**Work item**.
In the data that follows, count every line holding the string "opened" and give the count alone.

**Exercise inputs**.

PR #422, opened 2026-08-25
Replace chunk prefill with AppendKV FMHA prefill

yuankuns:
Migrated from the former yuankuns/sgl-kernel-xpu branch.


yuankuns:
Closing this bulk migration PR.

PR #446, opened 2026-08-26
[MoE] Pick the W4A16 grouped-GEMM tile by rows-per-expert fill, not a threshold

airMeng:
Measured on Arc Pro B60, MXFP4 bf16 activations, gemm1 TFLOP/s (gemm2 tracks
    it). GPT-OSS TP=1/EP=1, 32 experts, N=5760, K=2880:

      avg_m |  64    96   128   129   160   192   256   512
      before| 48.5  49.3  49.2  24.8  34.8  47.0  66.0  66.5
      after | 60.0  49.4  66.4  38.1  53.2  64.1  67.4  68.1

### DIFF
--- a/src/GroupGemmW4A16Xe20.cmake
+++ b/src/GroupGemmW4A16Xe20.cmake
@@ -14,15 +14,18 @@ function(add_group_gemm_w4a16_xe20_inst POLICY ELEMENT_S ELEMENT_A SANITIZED)
     set(GROUP_GEMM_W4A16_XE20_INST_SRCS ${GROUP_GEMM_W4A16_XE20_INST_SRCS} PARENT_SCOPE)
 endfunction()
 
-# Policy menu (selected at runtime by average rows-per-expert):
-#   w4a16_policy_m_8   <_8,  _64,  _32>  — avg_m <= 4
-#   w4a16_policy_m_16  <_16, _64,  _32>  — avg_m <= 8
-#   w4a16_policy_m_32  <_32, _64,  _32>  — avg_m <= 128
-#   w4a16_policy       <_128,_256, _32>  — avg_m > 128
+# Policy menu. select_w4a16_tile_m() in GroupGemmW4A16Xe20.cpp picks one per
+# call from the average rows-per-expert:
+#   w4a16_policy_m_8         <_8,  _64,  _32>  — avg_m <= 4
+#   w4a16_policy_m_16        <_16, _64,  _32>  — avg_m <= 8
+#   w4a16_policy_m_32        <_32, _64,  _32>  — small avg_m
+#   w4a16_policy_m_64_n_128  <_64, _128, _32>  — mid avg_m
+#   w4a16_policy_m_128_n_128 <_128,_128, _32>  — large avg_m
 # group_size (32/64/128/256) is compiled into every unit as a runtime branch,
-# so it does not multiply the instance count. Total: 4 policies x 2 (int4/mxfp4)
-# x 2 (bf16/fp16 activation) = 16 units.
-foreach(policy w4a16_policy_m_8 w4a16_policy_m_16 w4a16_policy_m_32 w4a16_policy)
+# so it does not multiply the instance count. Total: 5 policies x 2 (int4/mxfp4)
+# x 2 (bf16/fp16 activation) = 20 units.
+foreach(policy w4a16_policy_m_8 w4a16_policy_m_16 w4a16_policy_m_32
+               w4a16_policy_m_64_n_128 w4a16_policy_m_128_n_128)
     foreach(act_tag bf16 fp16)
         if(act_tag STREQUAL "bf16")
             set(element_a "cutlass::bfloat16_t")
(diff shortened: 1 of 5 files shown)


src/sycl/GroupGemmW4A16Xe20.cpp
```diff
@@ -84,11 +84,55 @@ void w4a16_launch(
...
+// avg_m values that fill each tile exactly, in TFLOP/s. They are only ever
+// compared against each other, so the absolute scale does not matter -- what
+// matters is that a wider tile is worth more per row but wastes more of a
+// partial tile. GPT-OSS gemm1 (N=5760, K=2880) and DeepSeek-V4 gemm1
+// (N=4096, K=4096) agree on this ordering.
+constexpr int kW4A16TileM[] = {32, 64, 128};
+constexpr int kW4A16TileN[] = {64, 128, 128};
+constexpr float kW4A16TilePeakTflops[] = {49.0f, 64.0f, 68.0f};
+
+int select_w4a16_tile_m(int avg_m, int gemm_n) {
```
YangKai0616, line 119: The kernel uses a persistent grid. Changing the tile count also changes the number of resident WGs. When there aren’t enough tiles, excess WGs simply exit, leaving the machine idle, while the current model still reports 100% efficiency. 

The score only considers fill rate, not occupancy. Should we also account for XPU wave efficiency?

src/sycl/GroupGemmW4A16Xe20.cpp
```diff
@@ -263,17 +308,19 @@ SGL_KERNEL_EXPORT void moe_grouped_mm_nt_xe20_w4a16(
...
-      LAUNCH_W4A16(w4a16_policy_m_32); \
-    } else {                           \
-      LAUNCH_W4A16(w4a16_policy);      \
-    }                                  \
+#define DISPATCH_W4A16_POLICY()               \
+  do {                                        \
+    if (avg_m <= 4) {                         \
+      LAUNCH_W4A16(w4a16_policy_m_8);         \
+    } else if (avg_m <= 8) {                  \
+      LAUNCH_W4A16(w4a16_policy_m_16);        \
```
YangKai0616: Why didn’t the first two options enter `select_w4a16_tile_m`?

src/GroupGemmW4A16Xe20.cmake
```diff
@@ -14,15 +14,18 @@ function(add_group_gemm_w4a16_xe20_inst POLICY ELEMENT_S ELEMENT_A SANITIZED)
...
-#   w4a16_policy_m_16  <_16, _64,  _32>  — avg_m <= 8
-#   w4a16_policy_m_32  <_32, _64,  _32>  — avg_m <= 128
-#   w4a16_policy       <_128,_256, _32>  — avg_m > 128
+# Policy menu. select_w4a16_tile_m() in GroupGemmW4A16Xe20.cpp picks one per
+# call from the average rows-per-expert:
+#   w4a16_policy_m_8         <_8,  _64,  _32>  — avg_m <= 4
+#   w4a16_policy_m_16        <_16, _64,  _32>  — avg_m <= 8
+#   w4a16_policy_m_32        <_32, _64,  _32>  — small avg_m
+#   w4a16_policy_m_64_n_128  <_64, _128, _32>  — mid avg_m
+#   w4a16_policy_m_128_n_128 <_128,_128, _32>  — large avg_m
```
YangKai0616: Standardize to `m_X_n_Y`?

src/sycl/GroupGemmW4A16Xe20.cpp
YangKai0616, line 86: `m_X_n_Y` same here.

YangKai0616 (changes requested):
LGTM, with a few minor changes.

src/sycl/GroupGemmW4A16Xe20.cpp
airMeng: results of performance tuning

src/sycl/GroupGemmW4A16Xe20.cpp
airMeng: Occupancy is higher with the new policy actually

src/GroupGemmW4A16Xe20.cmake
airMeng: fixed in https://github.com/sgl-project/sgl-kernel-xpu/pull/446/changes/1f2983a8b797e89bb55d8ff4162e63bdac9ba607

src/sycl/GroupGemmW4A16Xe20.cpp
YangKai0616: To be precise, my point was about wave quantization, not occupancy.

For example: `waves = ceil(tiles / wgs)`, the score becomes `peak * fill_m * fill_n * tiles / (waves * wgs)`, which collapses to your current expression whenever the tile count is large enough. It only works with the low tile count (e.g. `EP=8` with few local experts).

But not worth blocking on, maybe need test and revisit it in a follow up tuning pass. This PR is good to go from my side!

YangKai0616 (approved):

PR #458, opened 2026-08-31
attention kvcache-mxfp4

sunjiweiswift:


airMeng:
I‘d suggest to drop the aggressive MX-FP4 KV cache feature on BMG and keep it for future HW only

PR #2, opened 2019-04-05
fix: Create gitignore for node_modules and other files

### LINKED ISSUE #1: No .gitignore file
This project does not have a `.gitignore`. This will cause trouble developers contributing to the repo who wish to add files using `git add -A`. I assume not all developers have a global `.gitignore`.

**Exercise solution**.
4